As attractive an idea as value-added models (VAMs) may be, statisticians really do need to work out the bugs before they are used to judge teacher performance. Thomas Kane and Douglas Staiger have just unraveled one potential kink with a new study involving an intriguing experiment with 78 pairs of elementary school classrooms, all taught by National Board certified teachers.
One of the big worries researchers have always had about any attempt to measure teacher effectiveness, including the use of value-added methodology, is that they are not able to take into account those factors that result in teachers not being randomly assigned to classrooms: lobbying on the part of parents, jockeying on the part of teachers, and favoritism on the part of principals. As a result, some teachers may get higher VAM scores than reflect their actual effectiveness and some teachers may get lower.

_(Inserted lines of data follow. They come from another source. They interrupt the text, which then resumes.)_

PR #3549, opened 2019-02-06
Add getDelegate to Scavenger

rwy0717:

### DIFF
--- a/gc/base/standard/Scavenger.hpp
+++ b/gc/base/standard/Scavenger.hpp
@@ -599,6 +599,10 @@ public:
 	static MM_Scavenger *newInstance(MM_EnvironmentStandard *env, MM_HeapRegionManager *regionManager);
 	virtual void kill(MM_EnvironmentBase *env);
 
+#if defined (OMR_GC_SCAVENGER_DELEGATE)
+	MM_ScavengerDelegate* getDelegate() { return &_delegate; }
+#endif /* OMR_GC_SCAVENGER_DELEGATE */
+
 	/* Read Barrier Verifier specific methods */
 #if defined(OMR_ENV_DATA64) && !defined(OMR_GC_COMPRESSED_POINTERS)
 	virtual void scavenger_poisonSlots(MM_EnvironmentBase *env);


gc/base/standard/Scavenger.hpp
```diff
@@ -599,6 +599,11 @@ class MM_Scavenger : public MM_Collector
 	static MM_Scavenger *newInstance(MM_EnvironmentStandard *env, MM_HeapRegionManager *regionManager);
 	virtual void kill(MM_EnvironmentBase *env);
 
+#if defined (OMR_GC_SCAVENGER_DELEGATE)
```
charliegracie: Why are there two? Also why does anyone need direct access to the delegate?

rwy0717: > Why are there two?

One is for accessing a constant delegate when the scavenger is const. I'll get rid of it.


> Also why does anyone need direct access to the delegate?

In j9, I want to move the following scavenge-specific flags from clij to the scavenger delegate:

```c++
#if defined(OMR_GC_MODRON_SCAVENGER)
       volatile bool _scavenger_shouldScavengeFinalizableObjects; /**< Set to true at the beginning of a collection if there are any pending finalizable objects */
       volatile bool _scavenger_shouldScavengeUnfinalizedObjects; /**< Set to true at the beginning of a collection if there are any unfinalized objects */
       volatile bool _scavenger_shouldScavengeSoftReferenceObjects; /**< Set to true if there are any SoftReference objects discovered */
       volatile bool _scavenger_shouldScavengeWeakReferenceObjects; /**< Set to true if there are any WeakReference objects discovered */
       volatile bool _scavenger_shouldScavengePhantomReferenceObjects; /**< Set to true if there are any PhantomReference objects discovered */
#if defined(J9VM_GC_FINALIZATION)
       bool _scavenger_finalizationRequired; /**< Scavenger variable used to determine if finalization should be triggered */
#endif /* J9VM_GC_FINALIZATION */
#endif /* OMR_GC_MODRON_SCAVENGER */
```

the `ScavengerRootScanner` and `ScavengerRootClearer` need access to these flags.

charliegracie:
@genie-omr build all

Kane and Staiger addressed the classic "randomization" problem by persuading a number of Los Angeles principals to allow the researchers to randomly assign classrooms to 78 pairs of National Board teachers for whom the district already had several years worth of student test scores. Using these scores from previous years, they developed a VAM model of the teachers' effectiveness and then checked whether the teachers achieved roughly the same VAM score at the end of the experiment with random assignment. In other words, they tested whether we should trust VAM scores produced when teachers aren't randomly assigned, which is the only practical scenario under which such scores can ever be used.
The bottom line? The scores correlated. Teachers found to be more effective in non-random classrooms are equally effective in the random assignment, meaning districts can trust the scores they're now getting.